#### WHAT YOU WILL DO:
Search the entries for the word "schema" and return every line where it is found.

#### GIVEN ENTRIES:

────

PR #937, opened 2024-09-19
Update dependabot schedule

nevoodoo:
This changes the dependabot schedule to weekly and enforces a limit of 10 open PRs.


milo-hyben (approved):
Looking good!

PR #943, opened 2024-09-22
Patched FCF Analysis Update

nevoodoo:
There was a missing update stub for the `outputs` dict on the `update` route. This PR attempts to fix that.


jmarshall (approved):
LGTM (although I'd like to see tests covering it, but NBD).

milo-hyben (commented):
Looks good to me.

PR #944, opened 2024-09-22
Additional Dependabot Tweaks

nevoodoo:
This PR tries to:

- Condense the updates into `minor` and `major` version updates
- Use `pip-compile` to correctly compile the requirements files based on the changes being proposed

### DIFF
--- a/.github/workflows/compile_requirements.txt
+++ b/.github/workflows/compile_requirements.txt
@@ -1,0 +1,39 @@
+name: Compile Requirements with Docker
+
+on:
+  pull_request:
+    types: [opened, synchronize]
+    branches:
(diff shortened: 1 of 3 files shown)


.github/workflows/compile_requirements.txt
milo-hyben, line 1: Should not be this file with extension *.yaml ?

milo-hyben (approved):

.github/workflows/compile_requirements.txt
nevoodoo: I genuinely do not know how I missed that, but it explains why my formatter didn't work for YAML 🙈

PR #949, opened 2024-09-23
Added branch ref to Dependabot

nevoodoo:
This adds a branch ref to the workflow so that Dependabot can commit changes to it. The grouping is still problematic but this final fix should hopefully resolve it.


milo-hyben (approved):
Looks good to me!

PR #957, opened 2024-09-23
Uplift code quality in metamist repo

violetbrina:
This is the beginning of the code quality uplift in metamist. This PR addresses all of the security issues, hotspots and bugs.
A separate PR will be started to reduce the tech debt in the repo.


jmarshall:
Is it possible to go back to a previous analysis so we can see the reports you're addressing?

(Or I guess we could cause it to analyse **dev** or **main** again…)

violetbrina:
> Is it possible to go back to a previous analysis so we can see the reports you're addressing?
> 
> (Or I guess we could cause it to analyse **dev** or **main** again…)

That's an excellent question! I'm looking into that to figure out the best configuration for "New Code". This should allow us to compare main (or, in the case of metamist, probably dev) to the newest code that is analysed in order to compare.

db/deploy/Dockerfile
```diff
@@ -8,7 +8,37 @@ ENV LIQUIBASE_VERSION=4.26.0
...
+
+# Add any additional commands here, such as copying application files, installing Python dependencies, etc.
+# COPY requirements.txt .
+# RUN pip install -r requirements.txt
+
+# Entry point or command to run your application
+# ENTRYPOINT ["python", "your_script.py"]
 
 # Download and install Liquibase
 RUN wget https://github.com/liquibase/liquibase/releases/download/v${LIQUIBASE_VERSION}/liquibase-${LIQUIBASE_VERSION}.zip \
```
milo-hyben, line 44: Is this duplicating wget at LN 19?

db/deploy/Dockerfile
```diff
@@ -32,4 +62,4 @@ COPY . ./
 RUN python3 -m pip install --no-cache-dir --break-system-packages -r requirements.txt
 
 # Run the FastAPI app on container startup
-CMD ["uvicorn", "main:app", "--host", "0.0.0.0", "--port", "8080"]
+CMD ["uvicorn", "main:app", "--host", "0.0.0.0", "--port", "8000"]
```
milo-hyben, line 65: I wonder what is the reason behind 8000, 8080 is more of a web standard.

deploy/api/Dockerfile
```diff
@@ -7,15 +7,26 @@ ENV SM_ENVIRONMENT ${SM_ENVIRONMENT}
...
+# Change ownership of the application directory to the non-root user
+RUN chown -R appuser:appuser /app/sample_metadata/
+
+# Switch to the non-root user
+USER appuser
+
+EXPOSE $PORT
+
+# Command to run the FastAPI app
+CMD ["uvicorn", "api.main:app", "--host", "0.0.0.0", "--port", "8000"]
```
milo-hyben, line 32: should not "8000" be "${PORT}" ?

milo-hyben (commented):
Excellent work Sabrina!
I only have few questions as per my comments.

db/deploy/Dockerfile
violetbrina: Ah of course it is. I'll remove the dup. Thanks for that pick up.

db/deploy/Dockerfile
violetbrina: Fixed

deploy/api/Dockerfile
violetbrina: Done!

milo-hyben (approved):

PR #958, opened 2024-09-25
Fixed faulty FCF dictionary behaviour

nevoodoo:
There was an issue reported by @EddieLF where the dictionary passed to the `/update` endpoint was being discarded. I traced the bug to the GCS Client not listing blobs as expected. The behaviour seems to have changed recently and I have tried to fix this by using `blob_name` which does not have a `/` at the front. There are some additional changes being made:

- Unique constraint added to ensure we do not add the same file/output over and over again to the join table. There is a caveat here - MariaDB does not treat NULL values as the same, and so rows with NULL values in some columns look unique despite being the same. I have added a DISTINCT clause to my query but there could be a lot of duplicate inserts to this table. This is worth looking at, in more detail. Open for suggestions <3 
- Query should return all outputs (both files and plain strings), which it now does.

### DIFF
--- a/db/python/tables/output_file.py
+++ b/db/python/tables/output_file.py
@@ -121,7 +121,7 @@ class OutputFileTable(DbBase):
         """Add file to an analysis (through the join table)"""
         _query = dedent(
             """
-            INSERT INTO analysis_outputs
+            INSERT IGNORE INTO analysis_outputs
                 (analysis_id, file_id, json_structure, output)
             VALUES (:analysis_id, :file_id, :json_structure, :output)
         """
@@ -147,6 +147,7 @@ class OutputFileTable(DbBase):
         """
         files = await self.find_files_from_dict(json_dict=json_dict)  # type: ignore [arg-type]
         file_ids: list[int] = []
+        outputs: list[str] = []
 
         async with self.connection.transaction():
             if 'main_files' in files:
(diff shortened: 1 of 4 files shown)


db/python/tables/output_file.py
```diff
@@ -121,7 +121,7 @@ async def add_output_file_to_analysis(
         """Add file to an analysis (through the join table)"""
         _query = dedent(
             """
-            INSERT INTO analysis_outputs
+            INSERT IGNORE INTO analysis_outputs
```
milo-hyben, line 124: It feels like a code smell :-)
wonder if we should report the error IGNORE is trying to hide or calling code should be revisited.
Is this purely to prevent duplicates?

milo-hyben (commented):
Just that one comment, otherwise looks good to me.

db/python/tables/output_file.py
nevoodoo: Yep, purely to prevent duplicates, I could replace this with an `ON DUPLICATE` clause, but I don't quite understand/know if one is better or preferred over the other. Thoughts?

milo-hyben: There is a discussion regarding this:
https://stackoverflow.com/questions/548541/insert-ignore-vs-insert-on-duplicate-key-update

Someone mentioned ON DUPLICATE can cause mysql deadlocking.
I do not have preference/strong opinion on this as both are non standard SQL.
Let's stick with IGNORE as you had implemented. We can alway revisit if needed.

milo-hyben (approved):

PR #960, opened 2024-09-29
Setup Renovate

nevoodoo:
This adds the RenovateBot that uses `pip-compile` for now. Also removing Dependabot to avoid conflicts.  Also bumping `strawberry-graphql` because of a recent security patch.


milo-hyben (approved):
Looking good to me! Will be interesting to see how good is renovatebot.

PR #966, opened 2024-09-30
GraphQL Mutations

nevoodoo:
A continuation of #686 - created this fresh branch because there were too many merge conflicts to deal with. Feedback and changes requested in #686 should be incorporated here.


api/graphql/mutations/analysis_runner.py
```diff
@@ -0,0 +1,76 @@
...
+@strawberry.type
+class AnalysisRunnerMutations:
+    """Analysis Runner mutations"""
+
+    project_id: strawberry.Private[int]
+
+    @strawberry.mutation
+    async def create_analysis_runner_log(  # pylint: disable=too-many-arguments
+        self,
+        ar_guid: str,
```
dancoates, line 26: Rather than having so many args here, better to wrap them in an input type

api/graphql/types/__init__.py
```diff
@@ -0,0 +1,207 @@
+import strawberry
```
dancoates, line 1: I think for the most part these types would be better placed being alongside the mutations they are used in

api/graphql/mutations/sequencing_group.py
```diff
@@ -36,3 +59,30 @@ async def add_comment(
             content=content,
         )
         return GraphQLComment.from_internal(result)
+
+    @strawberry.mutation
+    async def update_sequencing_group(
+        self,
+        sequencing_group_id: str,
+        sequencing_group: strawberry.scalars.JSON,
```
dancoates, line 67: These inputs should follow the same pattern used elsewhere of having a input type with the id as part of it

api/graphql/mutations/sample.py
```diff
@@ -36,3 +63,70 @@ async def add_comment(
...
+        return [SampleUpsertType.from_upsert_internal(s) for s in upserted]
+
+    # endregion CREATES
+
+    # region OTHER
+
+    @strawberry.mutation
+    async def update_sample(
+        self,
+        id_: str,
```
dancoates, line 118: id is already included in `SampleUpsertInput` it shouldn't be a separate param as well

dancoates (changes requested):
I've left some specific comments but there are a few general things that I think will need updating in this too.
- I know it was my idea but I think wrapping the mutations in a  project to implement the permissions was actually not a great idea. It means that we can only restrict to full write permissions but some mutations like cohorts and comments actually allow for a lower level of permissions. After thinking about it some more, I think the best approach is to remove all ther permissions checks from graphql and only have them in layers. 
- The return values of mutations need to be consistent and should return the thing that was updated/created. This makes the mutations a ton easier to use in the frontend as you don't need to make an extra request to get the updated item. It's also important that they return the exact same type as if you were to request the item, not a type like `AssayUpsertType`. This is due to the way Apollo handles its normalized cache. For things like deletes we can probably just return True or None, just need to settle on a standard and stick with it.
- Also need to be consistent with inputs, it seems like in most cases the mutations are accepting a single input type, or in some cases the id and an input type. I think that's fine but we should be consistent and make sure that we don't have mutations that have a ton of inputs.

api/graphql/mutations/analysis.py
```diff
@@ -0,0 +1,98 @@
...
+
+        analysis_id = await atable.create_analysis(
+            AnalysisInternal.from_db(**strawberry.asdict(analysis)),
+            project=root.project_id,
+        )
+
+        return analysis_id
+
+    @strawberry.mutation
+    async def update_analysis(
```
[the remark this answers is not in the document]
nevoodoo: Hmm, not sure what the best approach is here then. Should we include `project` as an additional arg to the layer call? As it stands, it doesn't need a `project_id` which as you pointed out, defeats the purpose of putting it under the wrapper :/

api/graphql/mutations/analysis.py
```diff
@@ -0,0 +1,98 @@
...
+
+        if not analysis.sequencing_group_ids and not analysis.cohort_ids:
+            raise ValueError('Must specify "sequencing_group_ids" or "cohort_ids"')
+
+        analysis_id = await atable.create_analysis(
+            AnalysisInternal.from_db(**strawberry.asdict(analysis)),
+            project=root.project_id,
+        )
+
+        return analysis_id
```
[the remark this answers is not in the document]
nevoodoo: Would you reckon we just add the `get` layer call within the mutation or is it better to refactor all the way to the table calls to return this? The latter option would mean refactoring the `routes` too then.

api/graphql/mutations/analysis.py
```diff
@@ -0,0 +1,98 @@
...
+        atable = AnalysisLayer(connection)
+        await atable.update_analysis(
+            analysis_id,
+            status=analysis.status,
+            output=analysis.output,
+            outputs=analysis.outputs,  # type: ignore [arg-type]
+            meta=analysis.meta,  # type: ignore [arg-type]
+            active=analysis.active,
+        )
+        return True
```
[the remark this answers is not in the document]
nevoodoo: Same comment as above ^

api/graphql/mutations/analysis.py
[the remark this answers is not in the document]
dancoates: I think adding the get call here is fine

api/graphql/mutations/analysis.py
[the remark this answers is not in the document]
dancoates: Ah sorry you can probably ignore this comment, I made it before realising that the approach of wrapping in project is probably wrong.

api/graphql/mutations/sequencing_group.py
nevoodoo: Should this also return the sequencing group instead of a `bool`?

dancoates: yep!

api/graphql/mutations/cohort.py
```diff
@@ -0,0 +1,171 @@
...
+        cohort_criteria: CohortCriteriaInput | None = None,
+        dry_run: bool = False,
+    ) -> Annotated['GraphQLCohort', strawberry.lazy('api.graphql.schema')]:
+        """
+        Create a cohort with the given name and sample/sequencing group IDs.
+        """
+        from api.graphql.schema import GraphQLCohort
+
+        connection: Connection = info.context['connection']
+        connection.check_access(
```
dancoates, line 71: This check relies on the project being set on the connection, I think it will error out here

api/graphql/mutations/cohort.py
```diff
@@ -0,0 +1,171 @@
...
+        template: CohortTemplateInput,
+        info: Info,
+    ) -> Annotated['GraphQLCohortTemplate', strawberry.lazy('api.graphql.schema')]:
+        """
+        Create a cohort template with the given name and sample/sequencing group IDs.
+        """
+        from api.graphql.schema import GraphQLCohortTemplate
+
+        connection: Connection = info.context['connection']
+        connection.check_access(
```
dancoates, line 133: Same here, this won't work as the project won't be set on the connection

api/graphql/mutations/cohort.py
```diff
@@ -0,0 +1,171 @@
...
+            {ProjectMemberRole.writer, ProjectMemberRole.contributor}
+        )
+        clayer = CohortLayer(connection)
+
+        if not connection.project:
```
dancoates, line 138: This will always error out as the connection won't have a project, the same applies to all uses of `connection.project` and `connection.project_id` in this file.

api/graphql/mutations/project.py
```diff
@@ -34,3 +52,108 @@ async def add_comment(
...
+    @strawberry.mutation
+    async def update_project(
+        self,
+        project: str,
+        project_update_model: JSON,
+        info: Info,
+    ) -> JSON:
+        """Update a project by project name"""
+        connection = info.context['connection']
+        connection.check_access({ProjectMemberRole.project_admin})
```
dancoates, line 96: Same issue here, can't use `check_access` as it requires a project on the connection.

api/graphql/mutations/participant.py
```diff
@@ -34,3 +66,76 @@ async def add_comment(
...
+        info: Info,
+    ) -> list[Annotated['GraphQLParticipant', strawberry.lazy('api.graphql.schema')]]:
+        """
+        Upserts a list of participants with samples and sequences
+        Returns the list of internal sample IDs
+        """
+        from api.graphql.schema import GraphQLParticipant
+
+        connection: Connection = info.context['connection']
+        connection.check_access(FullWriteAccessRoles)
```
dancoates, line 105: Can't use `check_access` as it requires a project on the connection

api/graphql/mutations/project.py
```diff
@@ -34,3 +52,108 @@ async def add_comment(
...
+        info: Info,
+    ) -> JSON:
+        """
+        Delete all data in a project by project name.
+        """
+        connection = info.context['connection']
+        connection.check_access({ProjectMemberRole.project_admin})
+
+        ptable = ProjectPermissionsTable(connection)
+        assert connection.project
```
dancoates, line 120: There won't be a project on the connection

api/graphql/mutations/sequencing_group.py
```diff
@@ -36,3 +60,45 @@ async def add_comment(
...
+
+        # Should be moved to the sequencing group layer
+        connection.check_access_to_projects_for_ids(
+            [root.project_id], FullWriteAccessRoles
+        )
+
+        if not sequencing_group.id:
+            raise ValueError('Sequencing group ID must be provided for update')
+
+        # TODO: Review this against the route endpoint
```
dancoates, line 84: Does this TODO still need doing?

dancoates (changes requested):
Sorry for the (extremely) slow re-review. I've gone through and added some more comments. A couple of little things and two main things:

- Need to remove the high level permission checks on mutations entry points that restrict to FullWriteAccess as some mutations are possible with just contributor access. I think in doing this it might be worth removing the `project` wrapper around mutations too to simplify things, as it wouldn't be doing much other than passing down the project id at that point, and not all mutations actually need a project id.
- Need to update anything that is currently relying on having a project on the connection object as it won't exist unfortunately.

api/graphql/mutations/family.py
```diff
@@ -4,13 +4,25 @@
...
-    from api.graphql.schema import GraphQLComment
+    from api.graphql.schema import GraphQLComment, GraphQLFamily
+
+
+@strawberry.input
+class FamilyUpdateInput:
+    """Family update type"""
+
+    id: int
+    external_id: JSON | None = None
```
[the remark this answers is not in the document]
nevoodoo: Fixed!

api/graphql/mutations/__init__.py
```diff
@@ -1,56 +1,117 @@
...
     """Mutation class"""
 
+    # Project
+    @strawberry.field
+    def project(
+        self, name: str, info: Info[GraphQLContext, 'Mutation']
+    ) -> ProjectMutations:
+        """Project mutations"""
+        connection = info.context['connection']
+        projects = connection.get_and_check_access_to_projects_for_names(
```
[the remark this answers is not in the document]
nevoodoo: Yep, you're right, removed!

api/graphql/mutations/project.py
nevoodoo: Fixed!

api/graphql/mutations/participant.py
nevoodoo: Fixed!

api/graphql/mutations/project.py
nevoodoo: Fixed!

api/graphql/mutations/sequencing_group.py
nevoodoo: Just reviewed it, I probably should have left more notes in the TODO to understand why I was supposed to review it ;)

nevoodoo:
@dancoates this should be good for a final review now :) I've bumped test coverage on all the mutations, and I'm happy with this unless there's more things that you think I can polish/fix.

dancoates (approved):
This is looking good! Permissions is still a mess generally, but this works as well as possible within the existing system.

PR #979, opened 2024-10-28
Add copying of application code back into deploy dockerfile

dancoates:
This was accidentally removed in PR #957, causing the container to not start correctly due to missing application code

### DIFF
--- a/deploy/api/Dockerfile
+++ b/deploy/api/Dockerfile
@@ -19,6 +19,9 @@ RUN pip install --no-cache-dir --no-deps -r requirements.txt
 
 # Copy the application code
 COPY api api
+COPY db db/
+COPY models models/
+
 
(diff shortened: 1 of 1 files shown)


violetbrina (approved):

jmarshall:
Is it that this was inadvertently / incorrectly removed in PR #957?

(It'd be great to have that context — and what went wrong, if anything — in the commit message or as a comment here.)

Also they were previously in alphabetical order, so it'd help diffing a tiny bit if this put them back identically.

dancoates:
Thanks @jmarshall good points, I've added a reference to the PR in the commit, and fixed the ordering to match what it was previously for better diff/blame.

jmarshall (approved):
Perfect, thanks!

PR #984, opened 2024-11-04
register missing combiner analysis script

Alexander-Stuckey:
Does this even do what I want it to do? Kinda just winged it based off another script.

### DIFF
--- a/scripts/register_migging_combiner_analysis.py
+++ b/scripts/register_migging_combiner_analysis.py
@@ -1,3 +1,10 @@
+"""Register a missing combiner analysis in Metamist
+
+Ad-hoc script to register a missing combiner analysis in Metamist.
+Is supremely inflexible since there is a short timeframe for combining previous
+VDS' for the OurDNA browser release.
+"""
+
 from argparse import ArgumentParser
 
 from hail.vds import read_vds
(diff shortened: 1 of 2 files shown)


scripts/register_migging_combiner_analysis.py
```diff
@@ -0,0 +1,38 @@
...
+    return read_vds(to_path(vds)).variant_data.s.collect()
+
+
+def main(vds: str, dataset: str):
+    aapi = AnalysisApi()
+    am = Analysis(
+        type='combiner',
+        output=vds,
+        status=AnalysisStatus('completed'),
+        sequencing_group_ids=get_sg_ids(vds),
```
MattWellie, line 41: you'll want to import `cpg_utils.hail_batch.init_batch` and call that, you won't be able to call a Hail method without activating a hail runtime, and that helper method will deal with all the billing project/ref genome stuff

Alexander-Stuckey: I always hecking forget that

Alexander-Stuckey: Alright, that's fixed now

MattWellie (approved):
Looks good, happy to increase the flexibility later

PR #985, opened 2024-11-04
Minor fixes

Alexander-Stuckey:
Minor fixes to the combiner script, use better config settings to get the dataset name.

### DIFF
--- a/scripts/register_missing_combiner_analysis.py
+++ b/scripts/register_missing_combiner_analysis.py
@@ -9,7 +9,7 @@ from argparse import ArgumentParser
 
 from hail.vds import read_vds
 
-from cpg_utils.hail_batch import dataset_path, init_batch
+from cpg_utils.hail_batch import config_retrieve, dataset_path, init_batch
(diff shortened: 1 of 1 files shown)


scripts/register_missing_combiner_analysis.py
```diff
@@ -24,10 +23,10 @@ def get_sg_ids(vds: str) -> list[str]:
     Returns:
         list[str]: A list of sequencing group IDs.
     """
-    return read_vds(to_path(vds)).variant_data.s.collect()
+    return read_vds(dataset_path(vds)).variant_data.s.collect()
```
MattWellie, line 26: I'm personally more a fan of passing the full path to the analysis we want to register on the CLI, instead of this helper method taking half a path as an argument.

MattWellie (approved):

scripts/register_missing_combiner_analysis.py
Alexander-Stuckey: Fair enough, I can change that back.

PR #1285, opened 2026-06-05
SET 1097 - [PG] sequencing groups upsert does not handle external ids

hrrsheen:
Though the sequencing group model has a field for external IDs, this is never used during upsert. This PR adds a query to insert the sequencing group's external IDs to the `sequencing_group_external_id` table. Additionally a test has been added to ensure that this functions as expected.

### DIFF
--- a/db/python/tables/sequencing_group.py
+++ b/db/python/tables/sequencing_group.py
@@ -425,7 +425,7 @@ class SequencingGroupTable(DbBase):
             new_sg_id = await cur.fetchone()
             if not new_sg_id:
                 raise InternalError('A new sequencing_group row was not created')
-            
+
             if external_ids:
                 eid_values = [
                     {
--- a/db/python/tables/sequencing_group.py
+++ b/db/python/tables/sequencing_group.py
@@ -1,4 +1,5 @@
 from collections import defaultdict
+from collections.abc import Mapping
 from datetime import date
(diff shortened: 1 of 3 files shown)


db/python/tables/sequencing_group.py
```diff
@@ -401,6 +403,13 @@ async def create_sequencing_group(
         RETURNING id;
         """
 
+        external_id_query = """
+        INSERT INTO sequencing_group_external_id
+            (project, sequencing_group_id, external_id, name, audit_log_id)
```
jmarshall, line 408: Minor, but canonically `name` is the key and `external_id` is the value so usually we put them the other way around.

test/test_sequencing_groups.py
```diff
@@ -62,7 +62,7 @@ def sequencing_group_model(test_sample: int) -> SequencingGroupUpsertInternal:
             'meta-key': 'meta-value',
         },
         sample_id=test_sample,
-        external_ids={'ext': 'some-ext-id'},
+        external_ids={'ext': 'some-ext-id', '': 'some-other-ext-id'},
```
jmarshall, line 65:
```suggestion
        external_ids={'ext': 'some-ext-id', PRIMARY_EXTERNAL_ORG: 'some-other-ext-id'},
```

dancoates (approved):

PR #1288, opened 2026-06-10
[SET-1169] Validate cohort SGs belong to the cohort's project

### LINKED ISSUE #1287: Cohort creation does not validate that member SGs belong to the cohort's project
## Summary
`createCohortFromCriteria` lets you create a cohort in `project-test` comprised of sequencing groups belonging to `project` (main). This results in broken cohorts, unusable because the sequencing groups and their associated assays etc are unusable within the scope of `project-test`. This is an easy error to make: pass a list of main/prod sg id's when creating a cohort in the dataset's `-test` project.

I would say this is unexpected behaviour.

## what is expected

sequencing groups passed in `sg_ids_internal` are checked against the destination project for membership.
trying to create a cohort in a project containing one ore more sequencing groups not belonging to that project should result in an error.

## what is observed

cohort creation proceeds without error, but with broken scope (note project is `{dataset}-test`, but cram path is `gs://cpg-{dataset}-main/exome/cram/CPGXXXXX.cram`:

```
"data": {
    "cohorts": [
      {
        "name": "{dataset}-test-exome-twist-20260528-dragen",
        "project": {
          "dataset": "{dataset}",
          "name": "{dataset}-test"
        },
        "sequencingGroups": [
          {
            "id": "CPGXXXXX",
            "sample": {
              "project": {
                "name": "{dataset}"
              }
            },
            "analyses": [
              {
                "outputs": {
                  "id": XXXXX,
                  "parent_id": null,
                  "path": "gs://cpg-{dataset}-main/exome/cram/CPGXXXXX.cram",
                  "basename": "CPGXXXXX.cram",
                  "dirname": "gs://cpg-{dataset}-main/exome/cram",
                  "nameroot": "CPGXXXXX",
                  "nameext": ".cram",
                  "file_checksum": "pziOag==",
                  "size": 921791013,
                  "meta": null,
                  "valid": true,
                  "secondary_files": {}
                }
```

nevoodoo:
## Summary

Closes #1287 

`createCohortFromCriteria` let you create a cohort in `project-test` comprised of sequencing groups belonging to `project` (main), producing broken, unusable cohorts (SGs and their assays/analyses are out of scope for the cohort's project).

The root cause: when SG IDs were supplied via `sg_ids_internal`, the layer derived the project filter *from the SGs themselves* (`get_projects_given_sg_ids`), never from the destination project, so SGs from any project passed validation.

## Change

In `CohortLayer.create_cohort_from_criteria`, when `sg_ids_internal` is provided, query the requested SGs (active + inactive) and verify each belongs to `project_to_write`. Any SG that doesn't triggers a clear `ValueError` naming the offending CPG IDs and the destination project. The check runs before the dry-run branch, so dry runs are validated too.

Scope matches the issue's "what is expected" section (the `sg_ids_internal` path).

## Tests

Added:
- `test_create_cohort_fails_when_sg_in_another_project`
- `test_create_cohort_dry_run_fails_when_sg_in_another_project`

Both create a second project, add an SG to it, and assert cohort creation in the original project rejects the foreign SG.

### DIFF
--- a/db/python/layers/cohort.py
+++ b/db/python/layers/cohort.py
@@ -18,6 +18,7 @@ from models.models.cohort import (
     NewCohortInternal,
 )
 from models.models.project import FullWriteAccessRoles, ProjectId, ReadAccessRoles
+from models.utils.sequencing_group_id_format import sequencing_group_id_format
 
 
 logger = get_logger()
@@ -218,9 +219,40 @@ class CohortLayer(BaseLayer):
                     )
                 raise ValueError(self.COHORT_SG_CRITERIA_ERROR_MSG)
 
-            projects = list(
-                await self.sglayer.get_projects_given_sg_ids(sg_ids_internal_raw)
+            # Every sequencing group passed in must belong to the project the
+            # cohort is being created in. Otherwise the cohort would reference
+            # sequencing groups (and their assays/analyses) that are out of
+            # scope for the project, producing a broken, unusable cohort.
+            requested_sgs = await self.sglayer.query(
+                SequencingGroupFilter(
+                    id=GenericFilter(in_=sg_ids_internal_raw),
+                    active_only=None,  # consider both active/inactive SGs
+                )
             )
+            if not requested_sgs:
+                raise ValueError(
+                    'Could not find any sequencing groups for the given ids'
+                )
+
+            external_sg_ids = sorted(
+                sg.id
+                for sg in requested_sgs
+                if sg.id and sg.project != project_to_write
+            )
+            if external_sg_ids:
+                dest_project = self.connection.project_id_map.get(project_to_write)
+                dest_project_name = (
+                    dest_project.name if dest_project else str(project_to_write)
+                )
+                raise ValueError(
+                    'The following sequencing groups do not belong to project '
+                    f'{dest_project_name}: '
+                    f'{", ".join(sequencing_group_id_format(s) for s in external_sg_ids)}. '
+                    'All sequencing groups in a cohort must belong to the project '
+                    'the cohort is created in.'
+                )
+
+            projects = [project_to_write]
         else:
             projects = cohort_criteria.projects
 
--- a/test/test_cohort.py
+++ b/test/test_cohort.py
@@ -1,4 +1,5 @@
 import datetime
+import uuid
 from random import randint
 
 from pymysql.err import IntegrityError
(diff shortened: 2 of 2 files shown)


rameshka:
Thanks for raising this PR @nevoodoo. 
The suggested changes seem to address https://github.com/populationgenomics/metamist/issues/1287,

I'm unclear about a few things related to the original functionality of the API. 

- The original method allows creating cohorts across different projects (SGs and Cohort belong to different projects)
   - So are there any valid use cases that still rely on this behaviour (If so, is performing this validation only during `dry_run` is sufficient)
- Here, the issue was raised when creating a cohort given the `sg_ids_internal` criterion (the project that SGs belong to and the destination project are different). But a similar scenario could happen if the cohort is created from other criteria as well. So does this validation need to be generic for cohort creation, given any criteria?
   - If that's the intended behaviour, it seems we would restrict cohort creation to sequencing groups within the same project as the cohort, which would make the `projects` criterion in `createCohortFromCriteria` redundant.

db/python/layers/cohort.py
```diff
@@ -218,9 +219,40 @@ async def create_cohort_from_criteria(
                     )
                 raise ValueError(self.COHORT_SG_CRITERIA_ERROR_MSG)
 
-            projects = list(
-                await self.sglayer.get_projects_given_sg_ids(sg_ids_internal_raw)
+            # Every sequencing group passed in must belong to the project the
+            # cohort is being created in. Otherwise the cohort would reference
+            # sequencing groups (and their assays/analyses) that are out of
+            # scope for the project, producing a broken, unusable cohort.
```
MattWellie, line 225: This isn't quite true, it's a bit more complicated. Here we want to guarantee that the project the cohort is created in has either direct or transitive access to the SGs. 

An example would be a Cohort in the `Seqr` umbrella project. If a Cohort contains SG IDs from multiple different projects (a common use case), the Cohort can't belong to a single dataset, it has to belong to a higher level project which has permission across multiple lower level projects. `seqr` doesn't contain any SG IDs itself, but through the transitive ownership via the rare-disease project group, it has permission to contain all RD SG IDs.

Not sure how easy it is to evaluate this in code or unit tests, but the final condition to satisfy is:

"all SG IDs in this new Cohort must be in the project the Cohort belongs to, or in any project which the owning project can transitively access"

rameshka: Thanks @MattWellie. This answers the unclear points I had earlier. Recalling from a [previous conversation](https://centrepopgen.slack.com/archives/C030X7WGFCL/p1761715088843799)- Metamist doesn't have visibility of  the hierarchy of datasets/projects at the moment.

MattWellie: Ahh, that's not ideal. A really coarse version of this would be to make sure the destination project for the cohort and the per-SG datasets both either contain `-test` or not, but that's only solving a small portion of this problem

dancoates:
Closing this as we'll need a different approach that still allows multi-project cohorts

────

#### RESULT OF THE TASK:
+    ) -> Annotated['GraphQLCohort', strawberry.lazy('api.graphql.schema')]:
+        from api.graphql.schema import GraphQLCohort
+    ) -> Annotated['GraphQLCohortTemplate', strawberry.lazy('api.graphql.schema')]:
+        from api.graphql.schema import GraphQLCohortTemplate
+    ) -> list[Annotated['GraphQLParticipant', strawberry.lazy('api.graphql.schema')]]:
+        from api.graphql.schema import GraphQLParticipant
-    from api.graphql.schema import GraphQLComment
+    from api.graphql.schema import GraphQLComment, GraphQLFamily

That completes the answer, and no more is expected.